On actions, the board voted 5–0 to approve reduction of portable square footage at seven campuses, after staff said removing a portable costs about $45,000 and yields roughly $15,000 in annual savings per unit in ongoing costs. The board also approved a $7.5 million contract renewal for a return‑to‑work retiree program administered by Educational Services Inc.; staff said the model can generate district savings (staff estimated a roughly $2 million difference relative to full employee compensation for the covered year) and helps retain experienced personnel while allowing retirees to collect pension benefits.
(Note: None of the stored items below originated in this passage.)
PR #92, opened 2023-01-11
Fix circular dependency in core package

### LINKED ISSUE #91: Circular dependency detected in core package
## Description

When building the IIFE bundle in `core` package, rollup complains about a circular dependency. Given that the IIFE bundle is loaded in the browser, it's best to fix this as other issues may result from this.

## Steps to reproduce

1. Run `yarn build`

## Expected behavior

No circular dependency errors should occur.

## Actual behavior

Circular dependency error occurs.

## Environment

- **SDK version:** -
- **SDK instrumentations:** -
- **Device type:** -
- **Device name:** -
- **OS:** -
- **Browser:** -

## Demo

-

## Context

-

bfmatei:
## Description

This PR fixes a circular dependency in the `core` package.

Besides this, it also updates the dependencies and adds some missing exports (check the changelog).

## Fixes

Fixes #91

## Checklist

- [x] Tests added
- [x] Changelog updated
- [x] Documentation updated


leveyjam (approved):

Additional contract approvals included a $3.5 million renewal for architectural and engineering services and a $3 million increase to an asphalt/concrete services contract to complete adjacent‑ways and school ingress/egress projects. Board members asked for clarifications about how contract amounts were calculated and prior‑year expenditures; procurement and operations staff said they evaluate five‑year usage, follow Arizona procurement code thresholds and use cooperative contracts when appropriate to encourage competition and economy of scale.

Procurement Director Michelle Hamilton and her team walked the board through legal foundations (Arizona procurement code, USFR), solicitation types (IFB for commodity purchases, RFP for services), vendor registration and evaluation processes (OpenGov portal), vendor performance management and the requirement that every district purchase be supported by a purchase order. Hamilton said Mesa manages roughly 161 Mesa‑only contracts and about 103 cooperative contracts and described vendor performance remediation steps and contract renewal timing.

Board members praised the procurement team for transparency and urged continued community education about procurement differences between district public schools and charter operators. The board voted on the listed contracts during the regular meeting; the procurement presentation was informational and did not require a vote.